The more we work on concepts, the clearer it is that our problem cannot be tackled with algorithms only. Even for humans it is very challenging to describe precisely what two movies have in common or at least to write down the shared concepts that are important.
Thus, it would be much easier to start with high-level annotations and work your way down to the details. Actually, this is what some movie portal sites do. They start with general ‘themes’ to describe movies and at the next level, they provide some descriptive details. For instance, the theme could be ‘heroic-mission’ and the keywords could be ‘treasure’, ‘jungle’ and ‘cave’.
In other words, if two movies share the themes ‘war-in-space’ and ‘heroic-mission’ they should be closer in the concept space than two movies that share only two keywords. We can think of themes as regions in the concept space. The themes mark the boundaries of a larger region of the space and inside these regions, the keywords are used to build a similarity layer. Despite the theoretical advantages, there are still lots of challenges due to possible overlapping of themes.

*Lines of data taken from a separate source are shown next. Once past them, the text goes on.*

Issue #94, opened 2026-09-12
Add gRPC integration


yibird:
# Add gRPC integration

I think Dunx could provide first-class gRPC integration.

gRPC is widely used for service-to-service communication in modern backend applications, especially in microservice architectures. Providing gRPC integration would make Dunx easier to use in distributed systems and would also allow Dunx applications to communicate with existing gRPC services.

Ideally, Dunx could provide a simple integration with the existing DI and module system, for example:

```ts
@Module({
  imports: [
    GrpcModule.forRoot({
      protoPath: './proto/user.proto',
      package: 'user',
      url: 'localhost:50051',
    }),
  ],
})
export class AppModule {}
```

And expose gRPC services through a controller-like API:

```ts
@GrpcService('UserService')
export class UserService {
  @GrpcMethod('GetUser')
  getUser(request: GetUserRequest) {
    // ...
  }
}
```

It would also be useful to support injecting gRPC clients through DI:

```ts
@Injectable()
export class OrderService {
  constructor(
    private readonly userClient: UserClient,
  ) {}

  async getUser(id: string) {
    return this.userClient.getUser({ id })
  }
}
```

The integration could provide:

* gRPC server support
* gRPC client support
* Protocol Buffers (`.proto`) integration
* Unary RPC
* Server/client/bidirectional streaming
* DI integration
* Module-based configuration
* Graceful shutdown

The goal would not necessarily be to implement a new gRPC stack from scratch, but to provide a clean Dunx integration around an existing Bun-compatible gRPC implementation.

I think this would fit well with Dunx's existing DI, module, controller, and lifecycle architecture, while making Dunx a more complete choice for both HTTP APIs and service-to-service communication.

petarzarkov:
Taking this, with a scope that is narrower than the issue asks for, and the reason is a Bun gap rather than a design preference.

**dunx already serves HTTP/2.** `HttpOptions.http2` serves h2c on the same port as HTTP/1.1, through the same routes and the same `fetch` fallback, and there is a test asserting a `node:http2` client and an HTTP/1.1 client get the same routes off one port. So the transport half of this is not new work.

**What blocks native gRPC is trailers.** gRPC carries its status out of band, in an HTTP trailer, and `Bun.serve` has no trailer surface. Probed on Bun 1.4.2:

```
Response has .trailers?  false
h2 status: 200 | trailer hdr: grpc-status
client saw trailers: null
```

[...]

PR #99, opened 2026-09-12
feat(http): serve Connect and gRPC-Web behind @dunx/http/connect

petarzarkov:
Addresses #94, scoped to Connect and gRPC-Web. Native gRPC is out: `grpc-status`
travels in an HTTP trailer and `Bun.serve` sends none (re-probed on Bun 1.4.2), so
`grpc` is hard-coded off and `content-type: application/grpc` gets a 415 that says why.

**Placement.** A subpath of `@dunx/http`, not a new package. That is what
`internal/notes/research/rpc.md` already decided: build it "in `@dunx/http` behind
`./connect`" once an external issue arrived **and** `Bun.serve` gained HTTP/2. Both
fired, so the note is updated rather than contradicted. It also keeps `./rpc` free for
the JSON-RPC design in the same note, and avoids a workspace with its own 90% floor.

**Library surface.** `createFetchHandler` from `@connectrpc/connect/protocol`, a subpath
in the package's own `exports` map and the only thing taken from it; the official
`@connectrpc/connect-node` adapter imports the same subpath. Everything else
(`createConnectRouter`, `ServiceImpl`, `ConnectError`) is the package root.

Worth a second look:
- Optional peers on `@dunx/http`, which every app installs. The subpath split holds:
  `dist/index.js` contains no `@connectrpc` reference.
- `imports` on `ConnectOptionsInit`: the implementation classes are constructed in
  `ConnectModule`'s own scope, so they need it to inject anything.
- `scripts/no-slop.test.ts` now skips `*_pb.ts`. `protoc-gen-es` output is 53% comments
  copied out of the `.proto`, which alone put `examples/` over its density budget.

`examples/full/src/rpc` calls it over the wire with both transports.

## Summary by CodeRabbit

* **New Features**
  * Added Connect and gRPC-Web support for protobuf-based unary and server-streaming RPCs.
  * RPC services can share the same port as standard HTTP routes, including JSON requests and streaming responses.
  * Added configurable RPC prefixes, service registration, graceful shutdown, and request cancellation support.
  * Middleware-served paths are now rate-limited like regular routes.

* **Documentation**
  * Added a comprehensive RPC integration guide and updated package documentation.

* **Bug Fixes**
  * Prevented route and RPC path collisions.
  * Native gRPC requests now receive a clear unsupported response.


packages/http/src/connect/registry.ts
```diff
@@ -0,0 +1,94 @@
...
+      // `connectService` checked this pairing where both types were known.
+      router.service(
+        registration.service,
+        implementation as ServiceImpl<DescService>,
+      );
+    });
+
+    for (const handler of router.handlers) {
+      const path = `${options.prefix}${handler.requestPath}`;
+      this.#routes.set(path, createFetchHandler(handler));
```
dunxonu: ConnectRegistry builds its path -> handler Map with a plain `.set` and no collision check, unlike every other path table in the package.

**How it fails:** Two `connectService(...)` registrations that resolve to the same mounted path (e.g. a duplicate/renamed service, or two descriptors sharing a fully-qualified method name) silently overwrite each other in `#routes` - the second wins with no error naming either registration. Every other path table in this package (`assertNoCollisions` and `assertNoGatewayCollisions` in packages/http/src/server/routes.ts, and the manual check in packages/http/src/ws/runtime.ts) throws a boot error naming both owners on collision; ConnectRegistry boots successfully and serves the wrong implementation for the shadowed RPC.

packages/http/src/connect/options.ts
```diff
@@ -0,0 +1,99 @@
...
+        'ConnectModule.forRoot was given no services. Pass at least one ' +
+          'connectService(Desc, Impl), or drop the module.',
+      );
+    }
+  }
+}
+
+/** A leading slash and no trailing one. An empty prefix stays empty, which is
+ * where a stock Connect client looks. */
+export const normalizeConnectPrefix = (prefix: string): string => {
```
dunxonu: `normalizeConnectPrefix` duplicates the split/filter/join algorithm already in `normalizePrefix` (packages/http/src/static/options.ts), differing only in the empty-prefix result.

**How it fails:** A future fix to slash-normalization (e.g. handling `//`, `.` segments, or an unusual separator) applied to `static/options.ts`'s `normalizePrefix` in response to a bug report will not be applied to `connect/options.ts`'s copy, since nothing ties the two together, causing StaticModule and ConnectModule to silently normalize prefixes differently going forward.

packages/http/src/connect/middleware.ts
```diff
@@ -0,0 +1,58 @@
...
+import type { RouteContext } from '../server/context.js';
+import type { Middleware, Next } from '../server/middleware.js';
+import { HttpStatusCode } from '../server/status.js';
+import { ConnectRegistry } from './registry.js';
+
+/** `application/grpc`, with or without a `+proto` suffix. `application/grpc-web`
+ * is a different media type and does not match. */
+const NATIVE_GRPC = /^application\/grpc(?:$|\+)/;
+
+const isNativeGrpc = (contentType: string | null): boolean =>
```
dunxonu: `isNativeGrpc` allocates an array and two intermediate strings via `split`/`trim`/`toLowerCase` on every RPC request instead of a single anchored regex test.

**How it fails:** On an RPC-heavy service, every successfully-routed Connect/gRPC-Web call (the common case, not the rare native-gRPC one) pays for a `split(';')` array allocation plus `.trim()` and `.toLowerCase()` string allocations just to feed `NATIVE_GRPC.test(...)`. A single case-insensitive anchored regex (e.g. `/^application\/grpc(?:$|\+|;)/i`) against the raw header does the same classification with zero allocation.

dunxonu (commented):

<details><summary>Outside the diff (2)</summary>

- `packages/http/src/throttle/guard.ts:43` ThrottleGuard unconditionally skips rate limiting for every Connect/gRPC-Web RPC call, contradicting the feature's own documentation.
- `packages/http/src/server/metrics.ts:99` Every RPC call is bucketed into the generic `(unmatched)` metrics series, indistinguishable from real 404 traffic or from other RPC methods.

</details>

packages/http/src/connect/middleware.ts
```diff
@@ -0,0 +1,70 @@
...
+  readonly #registry: ConnectRegistry;
+  readonly #server: ServerRef;
+
+  constructor(registry: ConnectRegistry, server: ServerRef) {
+    this.#registry = registry;
+    this.#server = server;
+  }
+
+  handle(req: BunRequest, ctx: RouteContext, next: Next): Promise<Response> {
+    if (ctx.get(UNMATCHED) !== true) return next();
```
dunxonu, line 57: An HTTP controller route and a Connect RPC method can silently collide on the same path, with no boot-time check, because ConnectMiddleware only inspects paths Bun's router already failed to match.

**How it fails:** A team declares a @Post controller route at the literal path an RPC would occupy (e.g. '/greet.v1.GreetService/Say'), perhaps by accident when adding both HTTP and RPC surfaces for the same domain. assertNoCollisions (packages/http/src/server/routes.ts) only checks HTTP routes against each other, assertNoGatewayCollisions only checks websocket gateway paths, and ConnectRegistry never cross-references either. The HTTP route matches first and wins forever; ctx.get(UNMATCHED) is never true for that path, so ConnectMiddleware.handle always calls next() and the RPC endpoint is permanently unreachable with zero boot-time diagnostic - unlike every other collision case in the framework, which fails loudly.

packages/http/src/connect/registry.ts
```diff
@@ -0,0 +1,115 @@
...
+
+    for (const handler of router.handlers) {
+      const path = `${options.prefix}${handler.requestPath}`;
+      const rpc = `${handler.service.typeName}.${handler.method.name}`;
+      // The same contract as `assertNoCollisions` for routes: two services
+      // reaching one path is a boot error naming both, never a silent overwrite
+      // that serves whichever registered last.
+      const taken = this.#methods.find((method) => method.path === path);
+      if (taken !== undefined) {
+        throw new Error(
```
dunxonu: Boot-time misconfiguration in the new connect module throws plain Error instead of AppError, breaking the framework-wide convention every other boot-time wiring failure follows.

**How it fails:** Two services mounted at the same RPC path, or ConnectOptions given zero services / both protocols disabled, throw `new Error(...)` (registry.ts:59,79; options.ts:83,90) instead of `new AppError(...)`. packages/core's defaultErrorMapper and injector.ts special-case `instanceof AppError` to attach status/message handling and contextual consumer/module naming when boot fails; a plain Error from ConnectModule loses that context and formatting, and any code (or test) that discriminates dunx boot errors via `instanceof AppError` will not recognize a misconfigured ConnectModule as one.

packages/http/src/connect/middleware.ts
```diff
@@ -0,0 +1,70 @@
...
+    if (route === undefined) return next();
+
+    const contentType = req.headers.get('content-type');
+    if (contentType !== null && NATIVE_GRPC.test(contentType)) {
+      return Promise.resolve(grpcUnsupported());
+    }
+
+    // A streaming RPC may legitimately pause longer than `idleTimeout` between
+    // messages, and Bun would cut the socket mid-stream. See ServerRef.keepAlive.
+    if (route.streaming) this.#server.keepAlive(req);
```
dunxonu: ServerRef.keepAlive permanently disables Bun's idle timeout for a streaming RPC connection with no re-arm, and that same RPC path is already exempt from ThrottleGuard, leaving no dunx-level cap on how long or how many such connections a client can hold open.

**How it fails:** A client (or a bug) opens many server-streaming RPC calls and never closes them: `this.#server.keepAlive(req)` calls `timeout(req, 0)` once on the first request, which fully disables Bun's 10s idle cut for that connection's lifetime and is never re-enabled. Combined with the middleware's own documented fact that ThrottleGuard returns early on every unmatched (RPC) path, a streaming RPC is exempt from both the idle timeout and the rate limiter, so nothing in the framework bounds how many such connections accumulate or how long each lives.

packages/http/src/connect/registry.ts
```diff
@@ -0,0 +1,115 @@
...
+      );
+    });
+
+    for (const handler of router.handlers) {
+      const path = `${options.prefix}${handler.requestPath}`;
+      const rpc = `${handler.service.typeName}.${handler.method.name}`;
+      // The same contract as `assertNoCollisions` for routes: two services
+      // reaching one path is a boot error naming both, never a silent overwrite
+      // that serves whichever registered last.
+      const taken = this.#methods.find((method) => method.path === path);
```
dunxonu: ConnectRegistry reimplements the duplicate-path collision check that packages/http/src/server/routes.ts's assertNoCollisions already solves, with a different data structure, message wording, and error type, rather than sharing one policy.

**How it fails:** assertNoCollisions (routes.ts) builds a Map and throws AppError naming both owners on a duplicate HTTP route; ConnectRegistry's constructor does the equivalent for RPC paths with a linear `#methods.find` scan and a plain `Error` with its own wording. The two are already inconsistent on error type (see finding 2) precisely because they were written twice instead of once - a future change to the collision-detection contract (message format, fields included, error type) has to be made in both places to stay consistent, and one already didn't.

packages/http/src/server/server-ref.ts
```diff
@@ -0,0 +1,41 @@
...
+   * has been read. Measured on Bun 1.4.2: a handler that reads the body and then
+   * waits 12.5 seconds before its second chunk has the socket cut and the
+   * enqueue throws `Controller is already closed`; the same handler on a GET with
+   * no body survives, and an 11 second pause survives either way.
+   *
+   * So a streaming RPC, where the gap between messages is the protocol rather
+   * than a stall, clears its own deadline. The app-wide `idleTimeout` is left
+   * alone, since it is protecting every other route.
+   */
+  keepAlive(req: Request): void {
```
dunxonu: The idle-timeout-during-pause fix is wired only into ConnectMiddleware via ServerRef, leaving the identical Bun bug unaddressed for any plain controller route that manually streams a slow ReadableStream (e.g. hand-rolled SSE).

**How it fails:** A controller method returns `new Response(readableStream)` and pauses more than ~11-12.5s between writes after the request body has been read - the exact scenario server-ref.ts's own comment documents as losing the connection (`ECONNRESET`, 'Controller is already closed'). RouteContext (packages/http/src/server/context.ts) exposes no timeout-control API, and ServerRef is wired only through ConnectMiddleware's constructor injection, so this class of route hits the same bug this PR fixes for Connect, with no documented pattern or example showing how to work around it.

dunxonu (commented):
**Actionable comments posted: 5**

dunxonu (commented):
You've hit your session limit · resets 8:10am (UTC)

packages/http/src/connect/registry.ts
```diff
@@ -0,0 +1,117 @@
...
+      // `connectService` checked this pairing where both types were known.
+      router.service(
+        registration.service,
+        implementation as ServiceImpl<DescService>,
+      );
+    });
+
+    // The same policy routes get, from the same class: a second claim on one
+    // path is a boot error naming both, never a silent overwrite.
+    const claims = new PathClaims(
```
dunxonu, line 82: RPC paths are never cross-checked against HTTP controller routes for collisions, so a controller silently shadows an RPC at the same literal path.

**How it fails:** Register a controller route (e.g. `@Get('/greet.v1.GreetService/Say')`) alongside `ConnectModule.forRoot({ services: [connectService(GreetService, GreetRpc)] })`. Boot succeeds with no error from `assertNoCollisions` (server/routes.ts:82) or `ConnectRegistry`'s own `PathClaims('RPC', ...)`, because they operate on disjoint path sets. At request time Bun's route table matches the controller first, `ctx.get(UNMATCHED)` in `ConnectMiddleware.handle` (connect/middleware.ts:52) is never true, and the RPC is permanently unreachable with no diagnostic.

packages/http/src/index.ts
```diff
@@ -21,6 +21,7 @@ export {
   PUBLIC,
   Roles,
   ROLES,
+  REQUEST_SERVER,
```
dunxonu: REQUEST_SERVER, a metadata key meant only for ConnectMiddleware's internal use on the unmatched path, is exported from the main @dunx/http entrypoint.

**How it fails:** `ConnectMiddleware` imports `REQUEST_SERVER` directly from `../route/metadata.js` and never needs the index re-export, yet the main package now publicly surfaces a raw Bun `Server` handle (`REQUEST_SERVER: MetaKey<Server<unknown>>`) to every consumer of `@dunx/http`, even those who never install the optional `/connect` peer deps - a capability tied to one optional subpath leaking into the always-loaded public surface.

dunxonu (commented):

- `packages/http/src/server/routes.ts:99` assertNoGatewayCollisions still hand-rolls a Set-based claim check instead of using the PathClaims class this same PR introduced three lines above it to unify exactly this pattern.

</details>

dunxonu (commented):
That's a generated corpus file plus README updates, both fine. My review is complete. Given the thorough manual pass across all 8 angles found no confirmed defects — the PR is well-tested and already incorporates fixes from earlier review rounds in its own commit history.

```json
[]
```

No findings survived verification. Summary of what was checked: the new `@dunx/http/connect` mount (registry, middleware, options, module), the `PathClaims`/`ClaimedRoutes`/`assertNoShadowedClaims` path-collision machinery threaded through `application.ts`, `routes.ts`, `throttle/guard.ts`, the `ServedHandler`/`REQUEST_SERVER` plumbing for clearing Bun's idle timeout on streaming RPCs, and the `examples/full` RPC feature wiring. Cross-checked the "any-method shadowing" logic in `assertNoShadowedClaims` against Bun's documented per-path method-miss 404 behavior (confirmed correct, not a false positive), verified `ConnectRegistry.onShutdown` is invoked automatically by the DI container's generic `onShutdown` lifecycle hook rather than needing explicit wiring, and confirmed CORS/server-param threading (`withCors`) correctly forwards the `server` argument needed for the timeout fix. No correctness, cleanup, altitude, or CLAUDE.md convention violations were confirmed.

To turn this into a naive similarity measure, we could calculate the intersection of themes in movies and then, we would repeat the procedure for the keywords. A hierarchy could be formed by different weights or by using thresholds. But the limitation of the approach is obvious. Without some kind of co-variance, relations between either themes or keywords are completely ignored. For instance, ‘shark’ and ‘tiger-shark’ are not treated as similar and because of the sparsity a co-var matrix might not help either.
However, we can improve the situation with some simple heuristics. We mark two terms as related, if a combined term (two or more terms separated by ‘-‘) contains a term from the vocabulary that has no separator, like ‘tiger-shark’ -> ‘shark’. This approach models simple relations between words and we make sure that the right side is always part of our vocabulary.
In a nutshell, movie themes are very useful to model the conceptual similarity between movies on a higher level. Furthermore, it can be directly used for clustering, or as a building block to incorporate the knowledge into a deeper model.